The full output can be read and saved in an appropriate structure by using the function readMCoutput. The signature of this function is

readMCoutput(
    datadir::String,
    simname::String;
    istart,
    iend
) 

The argument datadir specifies the directory in which the output is saved and simname the name of the simulation. The optional parameters istart and iend specify which subset of the saved models to retrieve.

Interrupting and continuing simulations

This package allows you to interrupt the simulation at any time by simply killing the Julia process. That should not create problems to the output files even in case of a crash of the program. The output files can then be used to continue (or re-start) the simulation from the point where it was interrupted by using the function contrunMC. This function needs as the first argument a dictionary containing the generic simulation parameters (see above). Moreover, this function allows for a continuation using the same exact parameters used before or, by additionally passing a new instance of AbstractMCParams of the appropriate type (e.g., a HMCParams struct) to continue the previous simulation with new algorithm-specific parameters.

The output files are written using the Single Writer Multiple Reader (SWMR) capabilities of the HDF5 file format, so it is easy while the simulation is running to launch a different Julia instance and, from there, to plot or analyze the results so far. The SWMR will guarantee that only the initial process will the able to write to the file, while allowing others to read the data.

Finally, in case the output file containing the saved models gets corrupted because of wrong HDF5 "status flags", the function clear_stflags_hdf5 provides a way to clear them and then continue the simulation using contrunMC.
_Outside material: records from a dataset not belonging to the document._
PR #609, opened 2026-06-28
trace_pmp,pmp_init: support more devices

yuyuyureka:
- pmp_assist: include devices without notify_pmp in the list
- Add a table of base addresses including T600X, T602X, T8112, T8122, T6030, T603[14]
- pmp_init: Dynamically determine the required TGT_WR write based on a
  list of device names
- Make PMPRegTracer ASYNC because otherwise PMP init timeouts on T6034
- Limit IOVTable handling to only T600X
- Init DCAP bootarg only on T600X

### DIFF
--- a/proxyclient/experiments/pmp_init.py
+++ b/proxyclient/experiments/pmp_init.py
@@ -169,18 +169,20 @@ class PMPEp(ASCBaseEndpoint):
     @msg_handler(0x10, PMPMessage)
     def GetIOVATable(self, msg):
         self.log(f'IovaTable: {msg}')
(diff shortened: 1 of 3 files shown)


WhatAmISupposedToPutHere (approved):
i prefer .startswith, but slicing works too

yuyuyureka:
For the ones where we need to check multiple prefixes, .startswith gets very long. And I made everything into slicing, since other prefixes might be added later.

yuyuyureka:
Just found out .startswith can take a tuple of prefixes

PR #610, opened 2026-06-29
Initial support for T6050/T6051

yuyuyureka:
Adds EARLY_UART_BASE, smp start offset and preliminary features.
    
The M5 generation has new type of core. While the marketing definitions have renamed the fastest type of core to "Super Core", we stick to "P Core", matching the adt cluster-type and MPIDR.
    
The other kinds of cores in the system are however a new type of core and do not behave like E-Cores (do not have `SYS_IMP_APL_E_*`). We will call them M-Core, matching the adt cluster-type.
    
M5 Pro boots on core 0, which is an M-Core.
Currently, smp secondaries startup is not functional: The cores turn on (as can be seen in pmgr), but never start executing our code. This was tested on macOS 26.2b2 and 27.0b2.


src/chickens.c
```diff
@@ -157,6 +157,10 @@ const struct midr_part_info midr_parts[] = {
     {MIDR_PART_T6040_BRAVA_CHOP_PCORE, "M4 Pro Brava Chop (P core)", NULL, &features_m4},
     {MIDR_PART_T8140_TAHITI_ECORE, "A18 Pro Tahiti (E core)", NULL, &features_m4},
     {MIDR_PART_T8140_TAHITI_PCORE, "A18 Pro Tahiti (P core)", NULL, &features_m4},
+    {MIDR_PART_T6050_SOTRA_MCORE, "M5 Pro Sotra (M core)", NULL, &features_m4},
+    {MIDR_PART_T6050_SOTRA_PCORE, "M5 Pro Sotra (P core)", NULL, &features_m4},
+    {MIDR_PART_T6051_SOTRAC_MCORE, "M5 Max Sotra C (M core)", NULL, &features_m4},
+    {MIDR_PART_T6051_SOTRAC_PCORE, "M5 Max Sotra C (P core)", NULL, &features_m4},
```
jannau, line 163: a little surprising that those have different MIDR part numbers, I was expected that M5 Pro and Max use the same CPU die. I guess this is one time programmable once they bond with the GPU die.

src/utils.h
```diff
@@ -335,7 +335,8 @@ static inline bool has_ecores(void)
 
 static inline int is_ecore(void)
 {
-    return has_ecores() && !(mrs(MPIDR_EL1) & (1 << 16));
+    u32 mpidr_el1 = mrs(MPIDR_EL1);
+    return has_ecores() && !(mpidr_el1 & (1 << 16)) && !(mpidr_el1 & (4 << 16));
```
jannau: shouldn't `has_ecores()` already return false for M5 Pro / Max? Do we need this at all? From a cursory look we're using `is_ecore()` only in places which we don't reach for apple sysreg locked devices.

yuyuyureka: Historically, I guess it went like this:

In old (pre-M1) SoCs which didn't have ecores **yet**, the nibble MPIDR_EL1[20:16] had been 0.
When they introduced ecores, the nibble was 0 for E-Cores and 1 for P-Cores. This means a value of 0 can mean we are on an old SoC (`!has_ecores()`) or we are on a different kind of core than E-Core.
So `is_ecore` is more like "isn't a P-Core and is new enough to have E-Cores", and I think we should add "is also not an M-Core" to that (as I've done here) _or_ we could check that the entire nibble is 0 (but I don't have enough data to support that this will work for all SoCs).
Either way, I don't think we should have to add all future models to the `has_ecores` list. It shouldn't be necessary, since we can distinguish by the respective MPIDR nibble here.

jannau: another option would be to rename `has_ecores()` to `is_heterogeneous()`

Please use `#define MIDR_CORE_TYPE_P BIT(16)` and `#define MIDR_CORE_TYPE_M BIT(18)` or at least `BIT(16)` and `BIT(18)` if we don't wnat to commit to names. I wonder what bit 17 is.

yuyuyureka: Done

src/smp.c
```diff
@@ -294,6 +294,8 @@ void smp_start_secondaries(void)
         case T6031:
         case T6034:
         case T6040:
+        case T6050:
+        case T6051:
```
svenpeter42, line 298: so i guess the offset is correct but there's some bug in iboot or whatever that prevents them from coming up?

src/utils.h
```diff
@@ -327,15 +327,19 @@ static inline void write64_lo_hi(u64 addr, u64 val)
...
 }
 
+#define MIDR_CORE_TYPE_P BIT(16)
+#define MIDR_CORE_TYPE_M BIT(18)
+
 static inline int is_ecore(void)
 {
-    return has_ecores() && !(mrs(MPIDR_EL1) & (1 << 16));
+    u32 mpidr_el1 = mrs(MPIDR_EL1);
+    return is_heterogeneous() && !(mpidr_el1 & MIDR_CORE_TYPE_P) && !(mpidr_el1 & MIDR_CORE_TYPE_M);
```
svenpeter42: i always find these longer && chains hard to read, maybe just three if statements instead?

src/utils.h
```diff
@@ -327,15 +327,19 @@ static inline void write64_lo_hi(u64 addr, u64 val)
...
 
 extern u32 board_id, chip_id;
-static inline bool has_ecores(void)
+static inline bool is_heterogeneous(void)
 {
     return !(chip_id == S5L8960X || chip_id == T7000 || chip_id == T7001 || chip_id == S8000 ||
              chip_id == S8001 || chip_id == S8003);
 }
 
+#define MIDR_CORE_TYPE_P BIT(16)
```
svenpeter42: these should go to midr.h

svenpeter42 (changes requested):

src/utils.h
yuyuyureka: Done

src/utils.h
yuyuyureka: Done

src/smp.c
yuyuyureka: Exactly

svenpeter42 (approved):

PR #614, opened 2026-07-03
adt: fix named_prop failure Error type

yuyuyureka:
If no property of this name exists, it should fail with `AdtError::NotFound`, but it attempted to run `next_property` on the last entry and thus returned `AdtError::BadOffset`.

### DIFF
--- a/rust/src/adt.rs
+++ b/rust/src/adt.rs
@@ -69,6 +69,76 @@ impl<'a> Iterator for ADTPropertyStringIterator<'a> {
     }
 }
 
+/// ADTPropertiesIterator
+#[derive(Debug)]
+pub struct ADTPropertiesIterator {
+    next_property_res: Option<Result<&'static ADTProperty, AdtError>>,
+    remaining: usize,
+}
+
+impl Iterator for ADTPropertiesIterator {
+    type Item = Result<&'static ADTProperty, AdtError>;
+
+    fn next(&mut self) -> Option<Result<&'static ADTProperty, AdtError>> {
+        let Some(property_res) = self.next_property_res.take() else {
+            return None;
+        };
+        let remaining = core::mem::take(&mut self.remaining);
+        let property = match property_res {
+            Err(e) => return Some(Err(e)),
+            Ok(v) => v,
+        };
+
+        if remaining > 1 {
+            self.next_property_res = Some(property.next_property());
+            self.remaining = remaining - 1;
+        }
+
+        Some(Ok(property))
+    }
+
+    fn size_hint(&self) -> (usize, Option<usize>) {
+        (self.remaining, Some(self.remaining))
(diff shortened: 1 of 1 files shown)


rust/src/adt.rs
```diff
@@ -400,13 +400,16 @@ impl ADTNode {
     /// Searches the node for a property with the given name, and returns it if
     /// found.
     pub fn named_prop(&self, name: &str) -> Result<&'static ADTProperty, AdtError> {
-        let mut p = self.first_property()?;
+        let mut p = self.first_property().unwrap();
```
jannau: `first_property()` can fail on not well formed (using this code as specification) ADT. Panics in m1n1's rust code are annoying so I'd prefer if we keep ``?` but at least it should be consistent with `self.first_property_mut()` in `named_prop_mut()`

rust/src/adt.rs
```diff
@@ -400,13 +400,16 @@ impl ADTNode {
...
+        if p.name() == name {
+            return Ok(p);
+        }
 
-        for _ in 0..self.property_count {
+        for _ in 0..(self.property_count - 1) {
```
jannau: `for _ in 1..self.property_count {` looks nicer and feels more natural

rust/src/adt.rs
```diff
@@ -400,13 +400,16 @@ impl ADTNode {
...
+            p = p.next_property().unwrap();
```
jannau: any reason for changing `p.next_property()?` to `p.next_property().unwrap()`

rust/src/adt.rs
```diff
@@ -400,13 +400,16 @@ impl ADTNode {
...
             if p.name() == name {
                 return Ok(p);
             }
-            p = p.next_property()?;
```
jannau, line 409: an option for keeping the existing structure and avoid duplicating the name check would be:
```
for i in 0..self.property_count {
    ...
    if i >= self.property_count - 1 {
        p = p.next_property()?;
    }
}
```
I would expect that this results in the same generated code as this change. I don't have a preference either they. A nicer alternative might be to provide an Iterator over node properties.

rust/src/adt.rs
yuyuyureka: Oops, that was a leftover from debugging. Thanks for catching it.

rust/src/adt.rs
yuyuyureka: Same here, debugging leftover

rust/src/adt.rs
yuyuyureka: I will rewrite it using iterators, as I don't like either of the variants.

yuyuyureka: Done

jannau (approved):

PR #616, opened 2026-07-03
proxyclient: skip reset_panic_counter on spmi gen 4

yuyuyureka:
I assume spmi gen 4 will not work for a while. This allows using the proxyclient with the devices which have spmi gen 4, with the drawback of not resetting the panic counter.


yuyuyureka:
Apparently adts from older macOS versions encode this differently:

14.8:
```
            compatible = [spmi,gen3]

```

26.5: 
```
            gen = 3 
            compatible = [aapl,spmi] 
```

yuyuyureka:
Closing in favor of #626

PR #618, opened 2026-07-07
PSCI via EFI

svenpeter42:


dkwo:
Does this feature require chainloading `u-boot` to work?

svenpeter42:
This probably doesn't do what you think it does. It will not result in better battery performance yet. It's just a possible way to upstream something that already exists in our downstream tree.

Right now it won't work at all with uboot.

dkwo:
Sorry if I misunderstood it. I was wondering whether (in the future) the improvements that this PR introduces will require the u-boot to work, but I think this is not the case. (Currently, chainloading kernel+initramfs as mini stage2 payload work well for me, and I was curious if that would be broken in the future, but it seems not.)

svenpeter42:
There are no improvements yet and it's probably even gonna be slightly worse right now. this only works without uboot and requires additional kernel patches. Eventually if this accepted upstream we'll make it work with uboot as well

PR #17, opened 2014-12-26
adds really simple Martini + Facebook example

fredkelly:
Been playing with getting this working using [martini](https://github.com/go-martini/martini). I had to use regular GET params to set the provider (e.g. `?provider=facebook`) so that the builtin `GetProviderName` works. It would be nice to use [`martini.Params`](http://godoc.org/github.com/go-martini/martini#Params) instead but I haven't quite figured out a nice way to override `GetProviderName` and pass that in (still new to Go).

### DIFF
--- a/examples/martini.go
+++ b/examples/martini.go
@@ -1,0 +1,37 @@
+package main
+
+import (
+  "os"
+  "fmt"
+  "net/http"
+
+  "github.com/go-martini/martini"
+  "github.com/markbates/goth"
+  "github.com/markbates/goth/gothic"
+  "github.com/markbates/goth/providers/facebook"
+)
+
+func main() {
+  goth.UseProviders(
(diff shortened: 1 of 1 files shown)


fredkelly:
I got part way there; I saw the issue you mentioned but I'm still a little confused on the conflicting method signatures: I need to pass `martini.Params` but the function expects a request object.

tylerb:
Do something like:

```go

gothic.GetProviderName = func(r *http.Request) (string, error) {
		provider := mux.Vars(r)["provider"]
		if provider == "" {
			return provider, errors.New("missing provider")
		}
		return provider, nil
	}

```

where you are in scope of the martini params. You can use it directly in the closure.

fredkelly:
Gotcha, thanks again!

PR #23, opened 2015-01-28
Switch github provider off the deprecated goauth2 package 

### LINKED ISSUE #20: Support defining which scopes to request for Github provider
Currently, the `authUrl` is hardcoded and there is no mechanism in place to provide which scopes you want to request for the user being authenticated, so by default you only get `public` access.

Would be nice to be able to configure which [Github scopes](https://developer.github.com/v3/oauth/#scopes) are desired.

### LINKED ISSUE #22: Update providers to not use deprecated goauth2 package
The [goauth2](https://code.google.com/p/goauth2/) has been deprecated in favor of the [oauth2](https://godoc.org/golang.org/x/oauth2) package.

We should update the Github, Facebook, and G+ providers accordingly.

cpjolicoeur:
Close #22 
Close #20

### DIFF
--- a/examples/main.go
+++ b/examples/main.go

Example 1: Sampling a 2D Gaussian with the "standard" HMC algorithm

In the following we show a simple example of how to construct a custom problem and run Samplers to sample the target distribution. In this case we aim at sampling a simple 2D Gaussian probability density function (PDF), which corresponds to having a Gaussian likelihood function and a forward model which is simply the identity matrix. In other words, the forward model is given by

\[\mathbf{G} = \begin{bmatrix} 1 & 0 \\ 0 & 1 \end{bmatrix} \, .\]

while the misfit function (negative logarithm of the PDF) by

\[U(\mathbf{m}) = \frac{1}{2} \, (\mathbf{G} \mathbf{m}-\mathbf{d})^{\mathrm{T}} \mathbf{C}_{\mathrm{D}}^{-1} (\mathbf{G} \mathbf{m}-\mathbf{d}) \, ,\]

where $\mathbf{m}$ are the model parameters (the unknowns) and $\mathbf{d}$ the vector of observed (or measured) data, i.e., in this example, the mean of the Gaussian PDF.

First we load some needed packages

using LinearAlgebra
using InverseAlgos.Samplers  # sampling algos
using CairoMakie  # for plotting

Then the problem to solve is defined by using a custom type (struct) named GaussProb:

struct GaussProb
    mean::Vector
    invcov::Matrix

    function GaussProb(mean,invcov)
        @assert isposdef(invcov)
        @assert issymmetric(invcov)
        return new(mean,invcov)
    end
end

The above defines a structure (type) which contains two fields: mean, representing the mean of the Gaussian pdf and invcov, representing the inverse of the covariance matrix (i.e., the precision matrix). These two pieces of information completely specify our problem.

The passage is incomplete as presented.